— Aim of the exercise —
Will you transcribe the entries that follow, exactly and in full?

— Data in this exercise —
PR #2234, opened 2021-08-09
feat: background worker panic handling (#2091)

### LINKED ISSUE #2091: Compaction Panic Stalls Lifecycle
It was observed that a database suffering from #2090 would cease to perform any further compactions. This would suggest that the background worker loop aborted.

There are a couple of takeaways from this:

* The main loop should print a prominent error and exit if the server loop exits (it already does, but it should be an error not info)
* The server background loop should monitor the loops of its databases to make sure they haven't exited - it should print an error and try to restart it if so
* The Db background loop should spawn potentially panic-ing work, to reduce the risk of it bringing down the loop

tustvold:
Closes #2091

This adds logic to trigger shutdown on a background worker panic, along with some tests :tada:

The way these tests work is not especially elegant, but it was the simplest way I could think to inject panics.


server/src/database.rs
```diff
@@ -113,8 +113,8 @@ impl Database {
     }
 
     /// Waits for the background worker of this `Database` to exit
-    pub async fn join(&self) -> Result<(), Arc<JoinError>> {
-        self.join.clone().await
+    pub fn join(&self) -> impl Future<Output = Result<(), Arc<JoinError>>> {
```
tustvold, line 116: This just means that we can "await" on this completing in a task without having to keep an Arc<Db> around

server/src/lib.rs
```diff
@@ -463,6 +463,50 @@ struct ServerStateInitialized {
...
+                config,
+            ))),
+            hashbrown::hash_map::Entry::Occupied(_) => {
+                return Err(Error::DatabaseAlreadyExists {
+                    db_name: config.name.to_string(),
+                })
+            }
+        };
+
+        // Spawn a task to monitor the Database and trigger server shutdown if it fails
```
tustvold, line 488: This is the new logic that "watches" the background workers, and triggers termination if they fail

server/src/lib.rs
```diff
@@ -463,6 +463,50 @@ struct ServerStateInitialized {
...
+        let fut = database.join();
+        let shutdown = shared.shutdown.clone();
+        let _ = tokio::spawn(async move {
+            match fut.await {
+                Ok(_) => info!(%db_name, "server observed clean shutdown of database worker"),
```
tustvold, line 493: Currently this only occurs on server shutdown, but given we may in the future have per-Database shutdown it made sense for this not to be an error

server/src/utils.rs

— Exercise solution —
PR #2234, opened 2021-08-09
feat: background worker panic handling (#2091)

### LINKED ISSUE #2091: Compaction Panic Stalls Lifecycle
It was observed that a database suffering from #2090 would cease to perform any further compactions. This would suggest that the background worker loop aborted.

There are a couple of takeaways from this:

* The main loop should print a prominent error and exit if the server loop exits (it already does, but it should be an error not info)
* The server background loop should monitor the loops of its databases to make sure they haven't exited - it should print an error and try to restart it if so
* The Db background loop should spawn potentially panic-ing work, to reduce the risk of it bringing down the loop

tustvold:
Closes #2091

This adds logic to trigger shutdown on a background worker panic, along with some tests :tada:

The way these tests work is not especially elegant, but it was the simplest way I could think to inject panics.


server/src/database.rs
```diff
@@ -113,8 +113,8 @@ impl Database {
     }
 
     /// Waits for the background worker of this `Database` to exit
-    pub async fn join(&self) -> Result<(), Arc<JoinError>> {
-        self.join.clone().await
+    pub fn join(&self) -> impl Future<Output = Result<(), Arc<JoinError>>> {
```
tustvold, line 116: This just means that we can "await" on this completing in a task without having to keep an Arc<Db> around

server/src/lib.rs
```diff
@@ -463,6 +463,50 @@ struct ServerStateInitialized {
...
+                config,
+            ))),
+            hashbrown::hash_map::Entry::Occupied(_) => {
+                return Err(Error::DatabaseAlreadyExists {
+                    db_name: config.name.to_string(),
+                })
+            }
+        };
+
+        // Spawn a task to monitor the Database and trigger server shutdown if it fails
```
tustvold, line 488: This is the new logic that "watches" the background workers, and triggers termination if they fail

server/src/lib.rs
```diff
@@ -463,6 +463,50 @@ struct ServerStateInitialized {
...
+        let fut = database.join();
+        let shutdown = shared.shutdown.clone();
+        let _ = tokio::spawn(async move {
+            match fut.await {
+                Ok(_) => info!(%db_name, "server observed clean shutdown of database worker"),
```
tustvold, line 493: Currently this only occurs on server shutdown, but given we may in the future have per-Database shutdown it made sense for this not to be an error

server/src/utils.rs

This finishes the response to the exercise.